• Work request
Reproduce every record exactly.

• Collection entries
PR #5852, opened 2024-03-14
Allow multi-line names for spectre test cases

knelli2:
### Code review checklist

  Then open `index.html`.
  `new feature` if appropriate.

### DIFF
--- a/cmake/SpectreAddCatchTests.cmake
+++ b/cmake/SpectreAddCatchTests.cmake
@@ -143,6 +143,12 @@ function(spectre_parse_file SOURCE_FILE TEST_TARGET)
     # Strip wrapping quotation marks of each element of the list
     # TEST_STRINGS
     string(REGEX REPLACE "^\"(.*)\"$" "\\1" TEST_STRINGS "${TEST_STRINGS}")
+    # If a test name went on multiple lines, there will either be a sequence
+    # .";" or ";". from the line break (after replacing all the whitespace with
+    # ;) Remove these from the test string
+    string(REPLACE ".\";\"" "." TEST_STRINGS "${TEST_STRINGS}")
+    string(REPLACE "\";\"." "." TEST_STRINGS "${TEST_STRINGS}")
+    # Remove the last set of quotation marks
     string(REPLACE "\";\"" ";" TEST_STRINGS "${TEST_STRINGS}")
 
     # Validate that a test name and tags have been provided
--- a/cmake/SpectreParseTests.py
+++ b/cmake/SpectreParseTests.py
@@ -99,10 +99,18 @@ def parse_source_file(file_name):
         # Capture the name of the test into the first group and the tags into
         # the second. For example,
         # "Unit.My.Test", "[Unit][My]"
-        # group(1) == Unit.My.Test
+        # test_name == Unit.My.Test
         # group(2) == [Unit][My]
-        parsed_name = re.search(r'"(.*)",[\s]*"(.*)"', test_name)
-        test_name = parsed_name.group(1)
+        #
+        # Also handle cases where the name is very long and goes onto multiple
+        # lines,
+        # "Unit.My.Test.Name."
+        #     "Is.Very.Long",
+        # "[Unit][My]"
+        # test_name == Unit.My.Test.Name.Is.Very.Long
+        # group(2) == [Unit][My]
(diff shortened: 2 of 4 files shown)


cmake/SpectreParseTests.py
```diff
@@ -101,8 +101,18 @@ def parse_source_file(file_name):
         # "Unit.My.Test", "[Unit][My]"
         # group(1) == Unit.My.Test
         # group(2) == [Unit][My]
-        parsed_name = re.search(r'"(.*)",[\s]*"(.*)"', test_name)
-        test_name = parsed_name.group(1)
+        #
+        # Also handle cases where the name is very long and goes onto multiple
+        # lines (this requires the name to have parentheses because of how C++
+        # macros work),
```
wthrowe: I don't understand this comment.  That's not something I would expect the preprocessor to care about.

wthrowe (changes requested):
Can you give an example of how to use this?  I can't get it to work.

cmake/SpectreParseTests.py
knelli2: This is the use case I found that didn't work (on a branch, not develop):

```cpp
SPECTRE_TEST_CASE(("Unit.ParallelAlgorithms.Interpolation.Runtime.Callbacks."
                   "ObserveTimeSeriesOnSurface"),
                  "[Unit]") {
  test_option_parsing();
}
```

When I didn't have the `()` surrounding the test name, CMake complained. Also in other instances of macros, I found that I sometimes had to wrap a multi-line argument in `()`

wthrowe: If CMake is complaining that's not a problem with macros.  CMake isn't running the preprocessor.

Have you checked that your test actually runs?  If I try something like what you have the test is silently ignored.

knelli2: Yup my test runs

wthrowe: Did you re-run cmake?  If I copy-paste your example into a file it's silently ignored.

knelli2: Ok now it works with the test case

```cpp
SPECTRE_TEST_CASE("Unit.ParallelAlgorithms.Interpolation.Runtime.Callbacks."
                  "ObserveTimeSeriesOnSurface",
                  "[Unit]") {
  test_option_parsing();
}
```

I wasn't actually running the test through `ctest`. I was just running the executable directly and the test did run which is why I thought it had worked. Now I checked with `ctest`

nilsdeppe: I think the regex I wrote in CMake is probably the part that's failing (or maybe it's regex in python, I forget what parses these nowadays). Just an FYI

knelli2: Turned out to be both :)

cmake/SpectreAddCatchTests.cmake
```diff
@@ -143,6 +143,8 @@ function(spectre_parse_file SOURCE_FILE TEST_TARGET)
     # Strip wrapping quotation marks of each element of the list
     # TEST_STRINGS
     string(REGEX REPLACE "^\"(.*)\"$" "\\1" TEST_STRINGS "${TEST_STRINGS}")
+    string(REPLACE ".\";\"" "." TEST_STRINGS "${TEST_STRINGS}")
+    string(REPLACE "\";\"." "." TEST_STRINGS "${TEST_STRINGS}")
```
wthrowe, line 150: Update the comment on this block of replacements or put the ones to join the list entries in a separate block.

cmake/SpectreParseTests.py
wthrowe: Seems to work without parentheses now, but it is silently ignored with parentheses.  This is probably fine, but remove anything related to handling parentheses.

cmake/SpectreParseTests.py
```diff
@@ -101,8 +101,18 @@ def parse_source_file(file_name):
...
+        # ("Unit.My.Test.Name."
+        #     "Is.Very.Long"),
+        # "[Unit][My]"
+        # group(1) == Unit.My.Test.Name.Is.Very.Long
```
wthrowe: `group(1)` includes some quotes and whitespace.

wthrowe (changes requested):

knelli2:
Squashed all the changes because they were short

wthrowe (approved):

• Your solution
PR #5852, opened 2024-03-14
Allow multi-line names for spectre test cases

knelli2:
### Code review checklist

  Then open `index.html`.
  `new feature` if appropriate.

### DIFF
--- a/cmake/SpectreAddCatchTests.cmake
+++ b/cmake/SpectreAddCatchTests.cmake
@@ -143,6 +143,12 @@ function(spectre_parse_file SOURCE_FILE TEST_TARGET)
     # Strip wrapping quotation marks of each element of the list
     # TEST_STRINGS
     string(REGEX REPLACE "^\"(.*)\"$" "\\1" TEST_STRINGS "${TEST_STRINGS}")
+    # If a test name went on multiple lines, there will either be a sequence
+    # .";" or ";". from the line break (after replacing all the whitespace with
+    # ;) Remove these from the test string
+    string(REPLACE ".\";\"" "." TEST_STRINGS "${TEST_STRINGS}")
+    string(REPLACE "\";\"." "." TEST_STRINGS "${TEST_STRINGS}")
+    # Remove the last set of quotation marks
     string(REPLACE "\";\"" ";" TEST_STRINGS "${TEST_STRINGS}")
 
     # Validate that a test name and tags have been provided
--- a/cmake/SpectreParseTests.py
+++ b/cmake/SpectreParseTests.py
@@ -99,10 +99,18 @@ def parse_source_file(file_name):
         # Capture the name of the test into the first group and the tags into
         # the second. For example,
         # "Unit.My.Test", "[Unit][My]"
-        # group(1) == Unit.My.Test
+        # test_name == Unit.My.Test
         # group(2) == [Unit][My]
-        parsed_name = re.search(r'"(.*)",[\s]*"(.*)"', test_name)
-        test_name = parsed_name.group(1)
+        #
+        # Also handle cases where the name is very long and goes onto multiple
+        # lines,
+        # "Unit.My.Test.Name."
+        #     "Is.Very.Long",
+        # "[Unit][My]"
+        # test_name == Unit.My.Test.Name.Is.Very.Long
+        # group(2) == [Unit][My]
(diff shortened: 2 of 4 files shown)


cmake/SpectreParseTests.py
```diff
@@ -101,8 +101,18 @@ def parse_source_file(file_name):
         # "Unit.My.Test", "[Unit][My]"
         # group(1) == Unit.My.Test
         # group(2) == [Unit][My]
-        parsed_name = re.search(r'"(.*)",[\s]*"(.*)"', test_name)
-        test_name = parsed_name.group(1)
+        #
+        # Also handle cases where the name is very long and goes onto multiple
+        # lines (this requires the name to have parentheses because of how C++
+        # macros work),
```
wthrowe: I don't understand this comment.  That's not something I would expect the preprocessor to care about.

wthrowe (changes requested):
Can you give an example of how to use this?  I can't get it to work.

cmake/SpectreParseTests.py
knelli2: This is the use case I found that didn't work (on a branch, not develop):

```cpp
SPECTRE_TEST_CASE(("Unit.ParallelAlgorithms.Interpolation.Runtime.Callbacks."
                   "ObserveTimeSeriesOnSurface"),
                  "[Unit]") {
  test_option_parsing();
}
```

When I didn't have the `()` surrounding the test name, CMake complained. Also in other instances of macros, I found that I sometimes had to wrap a multi-line argument in `()`

wthrowe: If CMake is complaining that's not a problem with macros.  CMake isn't running the preprocessor.

Have you checked that your test actually runs?  If I try something like what you have the test is silently ignored.

knelli2: Yup my test runs

wthrowe: Did you re-run cmake?  If I copy-paste your example into a file it's silently ignored.

knelli2: Ok now it works with the test case

```cpp
SPECTRE_TEST_CASE("Unit.ParallelAlgorithms.Interpolation.Runtime.Callbacks."
                  "ObserveTimeSeriesOnSurface",
                  "[Unit]") {
  test_option_parsing();
}
```

I wasn't actually running the test through `ctest`. I was just running the executable directly and the test did run which is why I thought it had worked. Now I checked with `ctest`

nilsdeppe: I think the regex I wrote in CMake is probably the part that's failing (or maybe it's regex in python, I forget what parses these nowadays). Just an FYI

knelli2: Turned out to be both :)

cmake/SpectreAddCatchTests.cmake
```diff
@@ -143,6 +143,8 @@ function(spectre_parse_file SOURCE_FILE TEST_TARGET)
     # Strip wrapping quotation marks of each element of the list
     # TEST_STRINGS
     string(REGEX REPLACE "^\"(.*)\"$" "\\1" TEST_STRINGS "${TEST_STRINGS}")
+    string(REPLACE ".\";\"" "." TEST_STRINGS "${TEST_STRINGS}")
+    string(REPLACE "\";\"." "." TEST_STRINGS "${TEST_STRINGS}")
```
wthrowe, line 150: Update the comment on this block of replacements or put the ones to join the list entries in a separate block.

cmake/SpectreParseTests.py
wthrowe: Seems to work without parentheses now, but it is silently ignored with parentheses.  This is probably fine, but remove anything related to handling parentheses.

cmake/SpectreParseTests.py
```diff
@@ -101,8 +101,18 @@ def parse_source_file(file_name):
...
+        # ("Unit.My.Test.Name."
+        #     "Is.Very.Long"),
+        # "[Unit][My]"
+        # group(1) == Unit.My.Test.Name.Is.Very.Long
```
wthrowe: `group(1)` includes some quotes and whitespace.

wthrowe (changes requested):

knelli2:
Squashed all the changes because they were short

wthrowe (approved):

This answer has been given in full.